Recently, at EFF’s Threat Lab, we have focused heavily on the Android malware ecosystem and provided tools for its analysis. We have discovered many examples of Android malware in the tor-hydra Family have surfaced, masquerading as banking apps to trick unsuspecting customers into installing them. In this post, we will take an example of such a sample and analyze it using open source tools available for everyone.

At a glance

The example we will be looking at was first seen on March 1st, 2022. This particular malware presents itself as a banking app for BAWAG, a well-known financial institution in Austria.
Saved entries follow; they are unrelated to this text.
PR #149, opened 2017-01-14
Change pocketsphinx's default threshold

renekliment:
**Description:**
This should improve trigger word recognition. Unfortunately values like `1e-20` or even `1e-15` caused too many FPs for me so I've settled with this value.

**Checklist:**
  - [x] Update CHANGELOG.md
  - [ ] Update Wiki (new platform, installation, configuration changes etc)


renekliment:
Sadly, it turns out that `1e-10` is fine for music, but when I talk, AlexaPi goes crazy. But maybe we should do it, because people have various hardware and it may work better for the majority and other can always change it back?

dgonano:
I use 1e-30 which works well for me. 
I'd say set it higher rather than low, that way people know it's working and can tune it rather than getting annoyed with it and not realising

lechat:
Can we leave some known good values coummented out in config? That way people who is not that much familiar with possible settings can play with known good values at first.

renekliment:
It's described in the wiki - https://github.com/alexa-pi/AlexaPi/wiki/Triggers and there's a link to it in the config template.

So do you think `1e-10` is a good default value?

dgonano:
Yeah its better. If people still have issues we can increase it again

renekliment:
Yeah, makes sense. Merging.

PR #151, opened 2017-01-14
device_platforms: don't look for triggers when the platform trigger is disabled

renekliment:
**Description:**
Tiny device_platform cleanup.
Also removes the "verbose" option for the dummy platform from the config, because it isn't used anywhere.

**Checklist:**


renekliment:
My 8th PR today! This has to be some sort of a record!

@alexa-pi/team Please have a look at these one-line PRs, it should be pretty quick. Thank you.

src/config.template.yaml
```diff
@@ -132,8 +132,6 @@ platforms:
     min_seconds_to_record: 3
 
   dummy:
-    # whether to print messages when methods are called
-    verbose: false
```
lechat: I know that `dummy` don't use config, but for consistency each platform must expect that it's config is a `dict`. If you remove "verbose", dummy will receive `str` instead of `dict`. Better to put here explicit empty `dict`:

```
dummy: {}
```

src/alexapi/device_platforms/orangepiplatform.py
```diff
@@ -22,9 +22,10 @@ def after_setup(self, trigger_callback=None):
 
 		self._trigger_callback = trigger_callback
 
-		thread = threading.Thread(target=self.wait_for_button, args=())
-		thread.daemon = True
-		thread.start()
+		if self._trigger_callback:
+			thread = threading.Thread(target=self.wait_for_button, args=())
```
lechat: `trigger_callback` passed, but not used. Is that intentionally?

renekliment: It's used (called) in the `rpilikeplatform.py`.

src/config.template.yaml
renekliment: Good observation. Thanks.

dgonano: This is taken care of because in the `baseplatform` it says, if dummy, update with dummy. 
If its empty it won't attempt to add it. I originally did it like that because I was having this issue with an empty `common` section

dgonano:
Looks fine to me but I'm unfamiliar with the desktop platform.

src/config.template.yaml
lechat: @dgonano That's exactly my point. Having per platform permutation of contract is bad. What `baseplatform` should do is validate and print warning that specific platform may be misconfigured. Or make sure that platform gets `dict` no matter what (but that would be harder to implement, I guess).

renekliment: > permutation of contract

What do you mean by this?

Well, if you look at the code, `self._pconfig` is _always_ a dict.

renekliment:

PR #152, opened 2017-01-15
Don't ask the user about autorestart in setup (disabled by default)

renekliment:
**Description:**
So people often check this option, but have invalid config, so AlexaPI crashes and keeps on restarting. This is not the case intended for the feature.

This removes the setup option and people who do want that can easily enable it. It's all described in the wiki, now in its own page - https://github.com/alexa-pi/AlexaPi/wiki/Restart-on-crashes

On first run, the app prompts the user to grant the app Accessibility Services permission. Accessibility services permission grants an app broad access to read the screen and mimic user interaction. After permission is granted, the app itself will be placed in the background. Any attempt by the user to uninstall the app is prevented by the app interrupting and closing the uninstall dialogs. Trying to reopen the app also fails – nothing happens.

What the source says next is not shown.